Google is creating a system that makes your passport part of a commercial protocol. Gemini Intelligence can extract your passport data from Gmail or Photos and fill it into a ticket purchase form. This means Google ceases to be just a "cloud drive" and becomes your digital ID custodian. Imagine asking Gemini to "find the cheapest flight to Tokyo in May." The AI finds a flight, sees that your passport expires in April, and either does NOT book it or, even more creepily, silently offers you an expedited renewal service through a partner.
This creates a risk of total bias: Gemini could "filter out" options that are inconvenient for you based on documents, health (by pulling data from your doctor's calendar), or companion preferences.
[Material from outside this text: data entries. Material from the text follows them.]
PR #2530, opened 2026-03-02
feat(grpc): TLS Server Credentials

arjan-bal:
This change implements the ServerCredentials trait using ruslts, allowing users to configure (m)TLS on the server side.

### DIFF
--- a/grpc/src/client/channel.rs
+++ b/grpc/src/client/channel.rs
@@ -261,7 +261,6 @@ impl PersistentChannel {
 }
 
 struct ActiveChannel {
-    cur_state: Mutex<ConnectivityState>,
     abort_handle: Box<dyn rt::TaskHandle>,
     picker: Arc<Watcher<Arc<dyn Picker>>>,
     connectivity_state: Arc<Watcher<ConnectivityState>>,
@@ -284,8 +283,6 @@ impl ActiveChannel {
             connectivity_state.clone(),
             runtime.clone(),
         );
-
-        let resolver_helper = Box::new(tx.clone());
 
         // TODO(arjan-bal): Return error here instead of panicking.
         let rb = global_registry().get(target.scheme()).unwrap();
@@ -315,7 +312,6 @@ impl ActiveChannel {
         }));
 
         Arc::new(Self {
-            cur_state: Mutex::new(ConnectivityState::Connecting),
             abort_handle: jh,
             picker: picker.clone(),
             connectivity_state: connectivity_state.clone(),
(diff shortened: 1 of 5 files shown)


examples/data/tls/create.sh
```diff
@@ -24,7 +24,7 @@ openssl req -x509 \
   -extensions test_ca \
   -sha256
 
-# Generate one server cert.
+# Generate two server cert.
```
dfawley:
```suggestion
# Generate two server certs.
```

grpc/src/credentials/rustls/server/mod.rs
```diff
@@ -0,0 +1,359 @@
...
+#[non_exhaustive]
+pub enum TlsClientCertificateRequestType<R = StaticRootCertificatesProvider> {
+    /// Server does not request client certificate.
+    ///
+    /// This is the default behavior.
+    ///
+    /// The certificate presented by the client is not checked by the server at
+    /// all. (A client may present a self-signed or signed certificate or not
+    /// present a certificate at all and any of those option would be accepted).
+    DontRequestClientCertificate,
```
dfawley: Are these names from elsewhere or can we bikeshed?  I think we could remove `ClientCertificate` from all the enum values:

`TlsClientCertificateRequestType::DontRequest`
`TlsClientCertificateRequestType::RequestAndVerify`
`TlsClientCertificateRequestType::RequireAndVerify`

Or something along those lines?

grpc/src/credentials/rustls/server/test.rs
```diff
@@ -0,0 +1,719 @@
...
+        result.err()
+    );
+
+    let mut tls_stream = result.unwrap();
+    tls_stream.write_all(b"ping!").await.unwrap();
+    let mut buf = [0u8; 5];
+    tls_stream.read_exact(&mut buf).await.unwrap();
+    assert_eq!(&buf, b"pong!");
+
+    let _ = server_task.await;
```
dfawley: I'm pretty sure this is making the test ignore an assertion failure in the spawned task -- i.e. this should be `server_task.await.unwrap();` instead.  Same in the tests below.

grpc/src/credentials/rustls/server/mod.rs
arjan-bal: These names are based on the [C++ API](https://github.com/grpc/grpc/blob/9c9db8a349c1383b2ae9f0725dc8f02354e576da/include/grpc/grpc_security_constants.h#L79-L126). However, I agree the shorter names look better, so I've updated them.

grpc/src/credentials/rustls/server/test.rs
arjan-bal: Oh, I didn't know that. Fixed all the usages in the client and server TLS tests.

This is convenient, but it deprives you of choices whose existence you never even learn about.
Forecast: Next 30 Days and 90 Days
30 days (by June 19, 2026): Booking Holdings will announce the launch of an "anti-agent alliance" with Expedia and possibly TripAdvisor. Their goal is to create a unified "direct booking pool" with unique prices available only when accessing the app directly, to lure users back from Google's clutches. This will resemble the Epic Games vs. Apple battle, but in the travel world.
90 days (by August 18, 2026): Thunder will strike in Europe. The EU has already forced Google to share Android data with AI competitors and open search data. As soon as Gemini starts mass-booking tickets, the EU will ask: why does Google favor its own UCP protocol over third-party aggregators? An investigation will begin, and Google will have to either open access to the protocol (which it doesn't want) or restrict the booking feature in Europe. So European users may never see this "magic" in full.